Volatile Trajectories: Climate Crisis + Energy Transition
Society & Culture
In this episode, you’ll hear from Emily Eaton, Eva-Lynn Jagoe, Scott Stoneman, Mark Simpson and Penelope Plaza about our relationships to the places we know and care about, and about our discrete approaches to breaking the spell of fossil capitalism, petroculture, oil — the dominant energy regime of our time.
To give you a sense of who you’ll be listening to: Mark Simpson hosts this discussion. Mark is a settler scholar and professor in the Department of English and Film Studies at the University of Alberta (Treaty Six/Métis Territory). His work has appeared in South Atlantic Quarterly, Radical Philosophy, Postmodern Culture, and English Studies in Canada, among other venues. Emily Eaton is a professor in the department of geography and environmental studies at the University of Regina, in Treaty Four. She is a white settler whose research and teaching looks at the climate and inequality crises at local and national scales. Emily’s the author of two books: Fault Lines: Life and Landscape in Saskatchewan's Oil Economy and Growing Resistance: Canadian Farmers and the Politics of Genetically-Modified Wheat. Eva-Lynn Jagoe is a professor at University of Toronto, where she teaches cinema, literature, creative writing, and environment in the Spanish Department and in Comparative Literature. She is the author of Take Her, She's Yours. Penelope Plaza is a Venezuelan architect and researcher. Through her profession in the arts and urban activism Penelope developed an interest in the intersections between politics, culture, architecture and urban space.

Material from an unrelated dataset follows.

PR #271, opened 2024-06-11
Dynamically load the difficultyTarget config value from PowHSM blockchainParameters RPC

apancorb:
### Summary

As it stands right now, the powpeg node allows a configuration field, signers.btc.bookkeeping.difficultyTarget, to define the minimum amount collected by the next segmented chain to pass for the advanceBlockchain RPC. The algorithm to find the next valid chain is implemented [here](https://github.com/rsksmart/powpeg-node/blob/master/src/main/java/co/rsk/federate/signing/hsm/advanceblockchain/ConfirmedBlocksProvider.java#L34). 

Our conversation focuses on not just a love of the land, but stubborn attachments to particular uses of the land. Ways of cultivating, caring for, and working the land that have complex histories and serious consequences. We talk about the language of maintenance, both in terms of the maintenance of infrastructure, and in the context of a larger push for a culture of care that sees us taking a backseat to the land’s understanding of itself.